» TASK OBJECTIVE
Every record that follows should appear again in your answer, exactly the same.

(Stored data entries)
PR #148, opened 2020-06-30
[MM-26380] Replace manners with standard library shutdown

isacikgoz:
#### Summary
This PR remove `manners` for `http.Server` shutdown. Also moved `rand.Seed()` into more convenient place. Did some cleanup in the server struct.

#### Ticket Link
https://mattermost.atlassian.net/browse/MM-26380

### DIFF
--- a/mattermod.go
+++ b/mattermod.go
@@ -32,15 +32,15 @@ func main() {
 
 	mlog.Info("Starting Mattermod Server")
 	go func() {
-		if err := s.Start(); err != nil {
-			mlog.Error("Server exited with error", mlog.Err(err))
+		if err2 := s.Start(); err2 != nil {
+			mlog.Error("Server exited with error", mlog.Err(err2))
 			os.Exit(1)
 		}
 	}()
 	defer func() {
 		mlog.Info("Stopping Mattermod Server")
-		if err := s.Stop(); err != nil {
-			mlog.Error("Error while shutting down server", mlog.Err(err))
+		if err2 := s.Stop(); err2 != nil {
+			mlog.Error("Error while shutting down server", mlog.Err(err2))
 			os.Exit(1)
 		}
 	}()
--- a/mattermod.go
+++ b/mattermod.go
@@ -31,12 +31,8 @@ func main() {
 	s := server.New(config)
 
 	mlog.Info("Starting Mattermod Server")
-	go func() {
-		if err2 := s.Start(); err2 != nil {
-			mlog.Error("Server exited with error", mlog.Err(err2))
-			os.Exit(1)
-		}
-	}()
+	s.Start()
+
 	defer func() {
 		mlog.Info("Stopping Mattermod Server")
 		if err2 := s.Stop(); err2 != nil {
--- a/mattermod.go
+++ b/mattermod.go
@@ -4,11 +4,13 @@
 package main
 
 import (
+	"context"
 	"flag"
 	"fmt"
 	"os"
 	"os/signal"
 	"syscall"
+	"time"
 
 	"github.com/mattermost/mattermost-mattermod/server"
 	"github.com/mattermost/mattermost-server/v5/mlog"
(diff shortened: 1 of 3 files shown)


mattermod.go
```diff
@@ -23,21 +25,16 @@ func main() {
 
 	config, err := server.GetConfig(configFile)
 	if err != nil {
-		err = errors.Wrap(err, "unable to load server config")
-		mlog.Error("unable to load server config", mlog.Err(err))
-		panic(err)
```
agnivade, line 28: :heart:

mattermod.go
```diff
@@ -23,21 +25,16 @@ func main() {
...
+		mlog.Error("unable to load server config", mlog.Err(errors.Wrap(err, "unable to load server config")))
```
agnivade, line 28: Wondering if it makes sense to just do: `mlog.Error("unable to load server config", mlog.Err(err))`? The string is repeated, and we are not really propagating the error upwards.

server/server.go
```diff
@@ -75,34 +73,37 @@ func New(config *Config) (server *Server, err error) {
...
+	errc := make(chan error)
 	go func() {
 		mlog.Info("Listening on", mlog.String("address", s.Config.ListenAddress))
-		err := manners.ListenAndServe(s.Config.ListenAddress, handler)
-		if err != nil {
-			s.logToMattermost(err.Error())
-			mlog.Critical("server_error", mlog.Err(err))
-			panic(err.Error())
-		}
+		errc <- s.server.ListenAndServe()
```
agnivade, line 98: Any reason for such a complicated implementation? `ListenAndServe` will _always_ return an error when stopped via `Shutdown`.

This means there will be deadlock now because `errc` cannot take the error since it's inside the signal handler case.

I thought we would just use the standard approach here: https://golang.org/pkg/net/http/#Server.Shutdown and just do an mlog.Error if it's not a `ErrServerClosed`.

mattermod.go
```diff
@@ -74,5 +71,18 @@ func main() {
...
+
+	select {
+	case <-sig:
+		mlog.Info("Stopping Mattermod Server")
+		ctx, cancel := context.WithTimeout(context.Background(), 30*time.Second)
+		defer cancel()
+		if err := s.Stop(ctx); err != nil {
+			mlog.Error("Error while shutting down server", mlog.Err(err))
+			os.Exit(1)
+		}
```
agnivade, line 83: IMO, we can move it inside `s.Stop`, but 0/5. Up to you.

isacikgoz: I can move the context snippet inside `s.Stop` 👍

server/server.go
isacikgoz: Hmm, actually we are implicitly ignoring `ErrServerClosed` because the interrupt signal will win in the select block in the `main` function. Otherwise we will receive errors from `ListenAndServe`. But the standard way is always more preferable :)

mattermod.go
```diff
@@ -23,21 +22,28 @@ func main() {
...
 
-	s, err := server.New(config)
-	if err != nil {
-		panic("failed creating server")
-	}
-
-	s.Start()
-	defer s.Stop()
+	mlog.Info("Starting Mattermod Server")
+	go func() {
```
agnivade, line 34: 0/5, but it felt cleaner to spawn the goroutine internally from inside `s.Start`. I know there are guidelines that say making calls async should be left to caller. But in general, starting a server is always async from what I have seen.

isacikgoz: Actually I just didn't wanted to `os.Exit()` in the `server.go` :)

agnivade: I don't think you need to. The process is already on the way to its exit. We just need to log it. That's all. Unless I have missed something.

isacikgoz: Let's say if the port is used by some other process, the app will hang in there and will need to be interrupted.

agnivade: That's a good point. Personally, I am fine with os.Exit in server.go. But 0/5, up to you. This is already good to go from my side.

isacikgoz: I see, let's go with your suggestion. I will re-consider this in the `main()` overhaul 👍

» ANSWER TO THE EXERCISE
PR #148, opened 2020-06-30
[MM-26380] Replace manners with standard library shutdown

isacikgoz:
#### Summary
This PR remove `manners` for `http.Server` shutdown. Also moved `rand.Seed()` into more convenient place. Did some cleanup in the server struct.

#### Ticket Link
https://mattermost.atlassian.net/browse/MM-26380

### DIFF
--- a/mattermod.go
+++ b/mattermod.go
@@ -32,15 +32,15 @@ func main() {
 
 	mlog.Info("Starting Mattermod Server")
 	go func() {
-		if err := s.Start(); err != nil {
-			mlog.Error("Server exited with error", mlog.Err(err))
+		if err2 := s.Start(); err2 != nil {
+			mlog.Error("Server exited with error", mlog.Err(err2))
 			os.Exit(1)
 		}
 	}()
 	defer func() {
 		mlog.Info("Stopping Mattermod Server")
-		if err := s.Stop(); err != nil {
-			mlog.Error("Error while shutting down server", mlog.Err(err))
+		if err2 := s.Stop(); err2 != nil {
+			mlog.Error("Error while shutting down server", mlog.Err(err2))
 			os.Exit(1)
 		}
 	}()
--- a/mattermod.go
+++ b/mattermod.go
@@ -31,12 +31,8 @@ func main() {
 	s := server.New(config)
 
 	mlog.Info("Starting Mattermod Server")
-	go func() {
-		if err2 := s.Start(); err2 != nil {
-			mlog.Error("Server exited with error", mlog.Err(err2))
-			os.Exit(1)
-		}
-	}()
+	s.Start()
+
 	defer func() {
 		mlog.Info("Stopping Mattermod Server")
 		if err2 := s.Stop(); err2 != nil {
--- a/mattermod.go
+++ b/mattermod.go
@@ -4,11 +4,13 @@
 package main
 
 import (
+	"context"
 	"flag"
 	"fmt"
 	"os"
 	"os/signal"
 	"syscall"
+	"time"
 
 	"github.com/mattermost/mattermost-mattermod/server"
 	"github.com/mattermost/mattermost-server/v5/mlog"
(diff shortened: 1 of 3 files shown)


mattermod.go
```diff
@@ -23,21 +25,16 @@ func main() {
 
 	config, err := server.GetConfig(configFile)
 	if err != nil {
-		err = errors.Wrap(err, "unable to load server config")
-		mlog.Error("unable to load server config", mlog.Err(err))
-		panic(err)
```
agnivade, line 28: :heart:

mattermod.go
```diff
@@ -23,21 +25,16 @@ func main() {
...
+		mlog.Error("unable to load server config", mlog.Err(errors.Wrap(err, "unable to load server config")))
```
agnivade, line 28: Wondering if it makes sense to just do: `mlog.Error("unable to load server config", mlog.Err(err))`? The string is repeated, and we are not really propagating the error upwards.

server/server.go
```diff
@@ -75,34 +73,37 @@ func New(config *Config) (server *Server, err error) {
...
+	errc := make(chan error)
 	go func() {
 		mlog.Info("Listening on", mlog.String("address", s.Config.ListenAddress))
-		err := manners.ListenAndServe(s.Config.ListenAddress, handler)
-		if err != nil {
-			s.logToMattermost(err.Error())
-			mlog.Critical("server_error", mlog.Err(err))
-			panic(err.Error())
-		}
+		errc <- s.server.ListenAndServe()
```
agnivade, line 98: Any reason for such a complicated implementation? `ListenAndServe` will _always_ return an error when stopped via `Shutdown`.

This means there will be deadlock now because `errc` cannot take the error since it's inside the signal handler case.

I thought we would just use the standard approach here: https://golang.org/pkg/net/http/#Server.Shutdown and just do an mlog.Error if it's not a `ErrServerClosed`.

mattermod.go
```diff
@@ -74,5 +71,18 @@ func main() {
...
+
+	select {
+	case <-sig:
+		mlog.Info("Stopping Mattermod Server")
+		ctx, cancel := context.WithTimeout(context.Background(), 30*time.Second)
+		defer cancel()
+		if err := s.Stop(ctx); err != nil {
+			mlog.Error("Error while shutting down server", mlog.Err(err))
+			os.Exit(1)
+		}
```
agnivade, line 83: IMO, we can move it inside `s.Stop`, but 0/5. Up to you.

isacikgoz: I can move the context snippet inside `s.Stop` 👍

server/server.go
isacikgoz: Hmm, actually we are implicitly ignoring `ErrServerClosed` because the interrupt signal will win in the select block in the `main` function. Otherwise we will receive errors from `ListenAndServe`. But the standard way is always more preferable :)

mattermod.go
```diff
@@ -23,21 +22,28 @@ func main() {
...
 
-	s, err := server.New(config)
-	if err != nil {
-		panic("failed creating server")
-	}
-
-	s.Start()
-	defer s.Stop()
+	mlog.Info("Starting Mattermod Server")
+	go func() {
```
agnivade, line 34: 0/5, but it felt cleaner to spawn the goroutine internally from inside `s.Start`. I know there are guidelines that say making calls async should be left to caller. But in general, starting a server is always async from what I have seen.

isacikgoz: Actually I just didn't wanted to `os.Exit()` in the `server.go` :)

agnivade: I don't think you need to. The process is already on the way to its exit. We just need to log it. That's all. Unless I have missed something.

isacikgoz: Let's say if the port is used by some other process, the app will hang in there and will need to be interrupted.

agnivade: That's a good point. Personally, I am fine with os.Exit in server.go. But 0/5, up to you. This is already good to go from my side.

isacikgoz: I see, let's go with your suggestion. I will re-consider this in the `main()` overhaul 👍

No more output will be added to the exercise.